DATA FOR REVIEW:
□ □ □ □ □
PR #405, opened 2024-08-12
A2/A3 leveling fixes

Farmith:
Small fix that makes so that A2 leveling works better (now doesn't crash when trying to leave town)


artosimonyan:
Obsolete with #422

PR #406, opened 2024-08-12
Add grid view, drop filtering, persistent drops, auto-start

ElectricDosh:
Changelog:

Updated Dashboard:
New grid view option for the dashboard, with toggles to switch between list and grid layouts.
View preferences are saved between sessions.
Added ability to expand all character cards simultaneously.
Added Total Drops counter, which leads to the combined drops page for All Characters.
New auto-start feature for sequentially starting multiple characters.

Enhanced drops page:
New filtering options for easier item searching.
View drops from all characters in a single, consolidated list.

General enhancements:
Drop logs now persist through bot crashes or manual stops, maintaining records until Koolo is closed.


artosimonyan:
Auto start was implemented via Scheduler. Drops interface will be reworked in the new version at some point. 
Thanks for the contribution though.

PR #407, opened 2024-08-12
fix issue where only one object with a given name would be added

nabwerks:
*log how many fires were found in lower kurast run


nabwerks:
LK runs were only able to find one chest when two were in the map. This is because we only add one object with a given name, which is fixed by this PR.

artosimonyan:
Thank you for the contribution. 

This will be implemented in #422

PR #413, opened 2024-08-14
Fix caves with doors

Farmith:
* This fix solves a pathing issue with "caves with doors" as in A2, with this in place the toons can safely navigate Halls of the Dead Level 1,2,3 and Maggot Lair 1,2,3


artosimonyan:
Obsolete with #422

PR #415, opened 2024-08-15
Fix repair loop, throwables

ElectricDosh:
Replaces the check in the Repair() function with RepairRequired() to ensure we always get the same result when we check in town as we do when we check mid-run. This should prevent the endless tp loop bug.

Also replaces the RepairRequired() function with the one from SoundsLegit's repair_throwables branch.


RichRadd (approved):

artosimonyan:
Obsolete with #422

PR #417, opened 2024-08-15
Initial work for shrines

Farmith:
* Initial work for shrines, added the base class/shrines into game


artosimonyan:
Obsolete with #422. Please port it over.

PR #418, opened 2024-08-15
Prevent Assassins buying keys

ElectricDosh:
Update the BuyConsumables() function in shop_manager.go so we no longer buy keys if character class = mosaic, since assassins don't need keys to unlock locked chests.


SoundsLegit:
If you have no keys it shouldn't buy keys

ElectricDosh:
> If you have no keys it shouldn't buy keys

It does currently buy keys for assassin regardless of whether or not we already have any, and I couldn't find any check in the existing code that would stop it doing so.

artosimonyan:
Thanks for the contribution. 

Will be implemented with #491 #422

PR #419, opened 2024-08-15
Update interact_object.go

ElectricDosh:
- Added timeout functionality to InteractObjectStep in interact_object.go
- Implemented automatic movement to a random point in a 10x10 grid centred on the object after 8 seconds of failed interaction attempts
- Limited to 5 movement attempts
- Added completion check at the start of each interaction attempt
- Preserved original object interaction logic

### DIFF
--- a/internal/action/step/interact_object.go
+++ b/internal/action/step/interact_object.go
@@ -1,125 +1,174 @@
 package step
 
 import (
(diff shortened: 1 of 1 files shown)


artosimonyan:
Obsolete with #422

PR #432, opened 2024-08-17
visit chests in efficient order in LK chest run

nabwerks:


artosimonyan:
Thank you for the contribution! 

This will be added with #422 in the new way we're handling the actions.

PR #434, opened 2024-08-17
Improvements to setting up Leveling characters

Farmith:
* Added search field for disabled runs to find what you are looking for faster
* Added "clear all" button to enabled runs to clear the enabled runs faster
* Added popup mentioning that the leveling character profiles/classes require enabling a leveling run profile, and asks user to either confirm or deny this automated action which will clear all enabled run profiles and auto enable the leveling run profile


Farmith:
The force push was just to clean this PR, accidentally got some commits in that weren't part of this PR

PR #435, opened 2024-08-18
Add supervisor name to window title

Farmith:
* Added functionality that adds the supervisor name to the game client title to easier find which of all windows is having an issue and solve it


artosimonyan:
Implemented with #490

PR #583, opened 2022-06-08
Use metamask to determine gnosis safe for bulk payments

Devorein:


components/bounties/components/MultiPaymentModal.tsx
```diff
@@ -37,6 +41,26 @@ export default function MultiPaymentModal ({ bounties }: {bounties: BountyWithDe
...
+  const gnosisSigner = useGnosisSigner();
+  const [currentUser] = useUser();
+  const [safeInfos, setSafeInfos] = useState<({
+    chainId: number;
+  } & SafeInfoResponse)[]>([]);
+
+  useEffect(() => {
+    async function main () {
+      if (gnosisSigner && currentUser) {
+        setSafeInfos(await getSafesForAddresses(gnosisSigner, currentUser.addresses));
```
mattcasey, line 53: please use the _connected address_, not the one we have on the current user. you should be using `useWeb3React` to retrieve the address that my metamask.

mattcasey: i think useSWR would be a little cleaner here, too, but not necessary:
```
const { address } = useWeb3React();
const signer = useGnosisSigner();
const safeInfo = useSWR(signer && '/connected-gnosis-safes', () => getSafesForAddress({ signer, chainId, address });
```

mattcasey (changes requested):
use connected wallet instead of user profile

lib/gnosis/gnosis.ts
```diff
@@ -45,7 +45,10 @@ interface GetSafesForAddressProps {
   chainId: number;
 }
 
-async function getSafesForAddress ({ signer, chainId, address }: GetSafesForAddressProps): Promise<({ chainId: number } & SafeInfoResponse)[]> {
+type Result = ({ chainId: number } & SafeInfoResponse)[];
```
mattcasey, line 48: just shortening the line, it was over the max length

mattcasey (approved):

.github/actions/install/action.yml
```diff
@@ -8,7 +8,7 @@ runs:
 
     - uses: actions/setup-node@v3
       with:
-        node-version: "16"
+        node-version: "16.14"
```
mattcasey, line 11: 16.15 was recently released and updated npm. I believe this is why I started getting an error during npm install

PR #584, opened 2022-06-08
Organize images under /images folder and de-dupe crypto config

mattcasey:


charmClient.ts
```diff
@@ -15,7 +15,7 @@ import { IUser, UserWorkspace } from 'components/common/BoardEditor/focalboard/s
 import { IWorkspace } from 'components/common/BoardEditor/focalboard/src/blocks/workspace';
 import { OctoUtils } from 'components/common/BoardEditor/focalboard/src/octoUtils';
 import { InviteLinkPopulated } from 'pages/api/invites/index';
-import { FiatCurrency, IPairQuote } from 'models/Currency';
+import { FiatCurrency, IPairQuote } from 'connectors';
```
□ □ □ □ □
EXERCISE: Copy out every line of the data in which the word "chainId" is found.

RESULT BELOW:
+    chainId: number;
const safeInfo = useSWR(signer && '/connected-gnosis-safes', () => getSafesForAddress({ signer, chainId, address });
   chainId: number;
-async function getSafesForAddress ({ signer, chainId, address }: GetSafesForAddressProps): Promise<({ chainId: number } & SafeInfoResponse)[]> {
+type Result = ({ chainId: number } & SafeInfoResponse)[];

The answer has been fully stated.